--- START ---

PR #34, opened 2015-07-19
SafeCoin market price

bcndanos:
[Review on Reviewable](https://reviewable.io/reviews/maidsafe/rfcs/34)

### DIFF
--- a/proposed/0000-safecoin-market-price.md
+++ b/proposed/0000-safecoin-market-price.md
@@ -1,7 +1,7 @@
-- Feature Name: (fill me in with a unique identity, my_awesome_feature)
-- Type (new feature, enhancement)
-- Related components (if any)
-- Start Date: (fill me in with today's date, DD-MM-YYYY)
+- Feature Name: SafeCoin_Market_Price
+- Type: New feature
+- Related components: maidsafe_vault, maidsafe_client
+- Start Date: 19-07-2015
 - RFC PR: (leave this empty)
 - Issue number: (leave this empty)
 
--- a/proposed/0000-safecoin-market-price.md
+++ b/proposed/0000-safecoin-market-price.md
@@ -9,9 +9,9 @@
 
 This RFC is based on the concerns I’ve read in the MaidSafe forum for the last six months. These are some of them:
 
-https://forum.safenetwork.io/t/lowest-put-price-discovery-and-new-safecoin-issuance/3819
-https://forum.safenetwork.io/t/cost-of-storing-data-on-safe/4285
-https://forum.safenetwork.io/t/the-price-of-safecoin-the-economics-behind-it/844
+* https://forum.safenetwork.io/t/lowest-put-price-discovery-and-new-safecoin-issuance/3819
+* https://forum.safenetwork.io/t/cost-of-storing-data-on-safe/4285
+* https://forum.safenetwork.io/t/the-price-of-safecoin-the-economics-behind-it/844
 
 This RFC is only another point of view (maybe not doable, feel free to reject this RFC) that breaks a lot the main design. Maybe this RFC can be decomposed in several RFC’s, smaller and feasible.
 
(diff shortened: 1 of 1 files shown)


proposed/0000-safecoin-market-price.md
```diff
@@ -0,0 +1,74 @@
...
+* https://forum.safenetwork.io/t/cost-of-storing-data-on-safe/4285
+* https://forum.safenetwork.io/t/the-price-of-safecoin-the-economics-behind-it/844
+
+This RFC is only another point of view (maybe not doable, feel free to reject this RFC) that breaks a lot the main design. Maybe this RFC can be decomposed in several RFC’s, smaller and feasible.
+
+
+# Motivation
+
+My first concern is how much cost to store a chunk of data (cost in terms of USD,EUR or BTC). No one is able to answer this question accurately. I’m thinking in a true Offer/Demand market, where you establish how much you want to pay to store data, and in the other side, the vaults establish how much they want to get paid to store that data.
+
```
dirvine: Ah this is where the network calculates in real time that cost. Otherwise it's not going to be able to give the most efficient price. It requires a lot of explanation, here is a massively simplified view of what happens and what's being tested. 

Data is stored in 3 locations (ignore replication etc.) Original Backup and Sacrificial
Sacrificial Data is the one that gets removed to store other types 

Sacrificial is also the network storing 50% more copies than it needs (very healthy) 

As each sacrifical is stored the Farming Rate doubles  (twice as hard to get a safecoin)
As each Sacrifical cannot be stored or is removed farming rate halves (farming more profitable)

Farming rate is then used to calculate cost of storage So a user will pay something close to the 5th root of farming rate per chunk (this is to be tested)

So this means the network calculates cost on network health and in `real time` which is very much designed to provide resources at the minimum price people (farmers) will provide those resources. Another push is farmer efficiency so people provide unused resources (computer already on share unused b/w/ hdd and cpu) which should drive costs of resource purchase to an absolute minimum. 

External safecoin pricing is separate but linked. If farmers get $X per hour they may wish to farm, if it goes to 1/X they may choose not to, the network will rebalance automatically regardless of external cost of safecoin. All it discovers is the farming rate required to get more resources, it does no know why that is the rate but calculates based on the rate required to attract/deter farmers whatever that may be.

proposed/0000-safecoin-market-price.md
```diff
@@ -0,0 +1,74 @@
...
+Another important aspect is the idea of pay once and store data forever. I can’t see how can be sustainable in the future. I’d like to see a system where you Put data into the Net as a renting service, like the Amazon Web Services.
+
```
dirvine: Yes this is another area questioned a lot. The notion is farmers must farm *above* the existing amount of data to get rewarded. 

The network has no idea of time and cannot recognise people, certainly not via a payment.  It could with safecoin (perhaps) but then it would need to link a persons data in an account (security issues) which the network holds and can recognise their data.

The network also does not know the notion of time in any sense, it does not use time anywhere except for very local calculations (never transmitted). Time is alien to the network protocol. 

For safety therefor all data is stored forever, unless signed by people.

Signed data is another mechanism being introduced at the moment (RFC in progress) where immutable data can be deleted. This will be more expensive that normal (de-duplicatable data) but can be deleted (by owner).  The owner is basically the private key holder of an embedded public key and will not leak any info about actual identities. 

Another area not covered yet is archive nodes, these will take older data and make them less stressful on the network by creating superchunks, these superchunks will contain millions of chunks in a structure that allows easy (but slower) retrieval of such data. The archive nodes will be paid at a higher rate we imagine that normal farmer nodes. RFC to come though. Dev bundle 3  first :-)

bcndanos:
OK. It seems you have all thought. Thank you for the answers. 
I close this PR.

proposed/0000-safecoin-market-price.md
a-jamesregan: @dirvine, does this mean that when everyone deletes a chunk of data stored on a network that it does not delete?  For example, if I store a piece of data that only I would have (such as a personal photo) and then I delete it, it won't automatically be removed from the network when no one has the data anymore?

dirvine: Yes that's correct, otherwise the network would have to recognise all data (which is a major security issue) There is an RFC  coming for deletable data, this will be much more expensive than normal de-duplicate data though.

--- END ---

■ **EXERCISE AIM**
Every line of the material above must be set down again exactly.

■ **RESPONSE TO THIS EXERCISE**
PR #34, opened 2015-07-19
SafeCoin market price

bcndanos:
[Review on Reviewable](https://reviewable.io/reviews/maidsafe/rfcs/34)

### DIFF
--- a/proposed/0000-safecoin-market-price.md
+++ b/proposed/0000-safecoin-market-price.md
@@ -1,7 +1,7 @@
-- Feature Name: (fill me in with a unique identity, my_awesome_feature)
-- Type (new feature, enhancement)
-- Related components (if any)
-- Start Date: (fill me in with today's date, DD-MM-YYYY)
+- Feature Name: SafeCoin_Market_Price
+- Type: New feature
+- Related components: maidsafe_vault, maidsafe_client
+- Start Date: 19-07-2015
 - RFC PR: (leave this empty)
 - Issue number: (leave this empty)
 
--- a/proposed/0000-safecoin-market-price.md
+++ b/proposed/0000-safecoin-market-price.md
@@ -9,9 +9,9 @@
 
 This RFC is based on the concerns I’ve read in the MaidSafe forum for the last six months. These are some of them:
 
-https://forum.safenetwork.io/t/lowest-put-price-discovery-and-new-safecoin-issuance/3819
-https://forum.safenetwork.io/t/cost-of-storing-data-on-safe/4285
-https://forum.safenetwork.io/t/the-price-of-safecoin-the-economics-behind-it/844
+* https://forum.safenetwork.io/t/lowest-put-price-discovery-and-new-safecoin-issuance/3819
+* https://forum.safenetwork.io/t/cost-of-storing-data-on-safe/4285
+* https://forum.safenetwork.io/t/the-price-of-safecoin-the-economics-behind-it/844
 
 This RFC is only another point of view (maybe not doable, feel free to reject this RFC) that breaks a lot the main design. Maybe this RFC can be decomposed in several RFC’s, smaller and feasible.
 
(diff shortened: 1 of 1 files shown)


proposed/0000-safecoin-market-price.md
```diff
@@ -0,0 +1,74 @@
...
+* https://forum.safenetwork.io/t/cost-of-storing-data-on-safe/4285
+* https://forum.safenetwork.io/t/the-price-of-safecoin-the-economics-behind-it/844
+
+This RFC is only another point of view (maybe not doable, feel free to reject this RFC) that breaks a lot the main design. Maybe this RFC can be decomposed in several RFC’s, smaller and feasible.
+
+
+# Motivation
+
+My first concern is how much cost to store a chunk of data (cost in terms of USD,EUR or BTC). No one is able to answer this question accurately. I’m thinking in a true Offer/Demand market, where you establish how much you want to pay to store data, and in the other side, the vaults establish how much they want to get paid to store that data.
+
```
dirvine: Ah this is where the network calculates in real time that cost. Otherwise it's not going to be able to give the most efficient price. It requires a lot of explanation, here is a massively simplified view of what happens and what's being tested. 

Data is stored in 3 locations (ignore replication etc.) Original Backup and Sacrificial
Sacrificial Data is the one that gets removed to store other types 

Sacrificial is also the network storing 50% more copies than it needs (very healthy) 

As each sacrifical is stored the Farming Rate doubles  (twice as hard to get a safecoin)
As each Sacrifical cannot be stored or is removed farming rate halves (farming more profitable)

Farming rate is then used to calculate cost of storage So a user will pay something close to the 5th root of farming rate per chunk (this is to be tested)

So this means the network calculates cost on network health and in `real time` which is very much designed to provide resources at the minimum price people (farmers) will provide those resources. Another push is farmer efficiency so people provide unused resources (computer already on share unused b/w/ hdd and cpu) which should drive costs of resource purchase to an absolute minimum. 

External safecoin pricing is separate but linked. If farmers get $X per hour they may wish to farm, if it goes to 1/X they may choose not to, the network will rebalance automatically regardless of external cost of safecoin. All it discovers is the farming rate required to get more resources, it does no know why that is the rate but calculates based on the rate required to attract/deter farmers whatever that may be.

proposed/0000-safecoin-market-price.md
```diff
@@ -0,0 +1,74 @@
...
+Another important aspect is the idea of pay once and store data forever. I can’t see how can be sustainable in the future. I’d like to see a system where you Put data into the Net as a renting service, like the Amazon Web Services.
+
```
dirvine: Yes this is another area questioned a lot. The notion is farmers must farm *above* the existing amount of data to get rewarded. 

The network has no idea of time and cannot recognise people, certainly not via a payment.  It could with safecoin (perhaps) but then it would need to link a persons data in an account (security issues) which the network holds and can recognise their data.

The network also does not know the notion of time in any sense, it does not use time anywhere except for very local calculations (never transmitted). Time is alien to the network protocol. 

For safety therefor all data is stored forever, unless signed by people.

Signed data is another mechanism being introduced at the moment (RFC in progress) where immutable data can be deleted. This will be more expensive that normal (de-duplicatable data) but can be deleted (by owner).  The owner is basically the private key holder of an embedded public key and will not leak any info about actual identities. 

Another area not covered yet is archive nodes, these will take older data and make them less stressful on the network by creating superchunks, these superchunks will contain millions of chunks in a structure that allows easy (but slower) retrieval of such data. The archive nodes will be paid at a higher rate we imagine that normal farmer nodes. RFC to come though. Dev bundle 3  first :-)

bcndanos:
OK. It seems you have all thought. Thank you for the answers. 
I close this PR.

proposed/0000-safecoin-market-price.md
a-jamesregan: @dirvine, does this mean that when everyone deletes a chunk of data stored on a network that it does not delete?  For example, if I store a piece of data that only I would have (such as a personal photo) and then I delete it, it won't automatically be removed from the network when no one has the data anymore?

dirvine: Yes that's correct, otherwise the network would have to recognise all data (which is a major security issue) There is an RFC  coming for deletable data, this will be much more expensive than normal de-duplicate data though.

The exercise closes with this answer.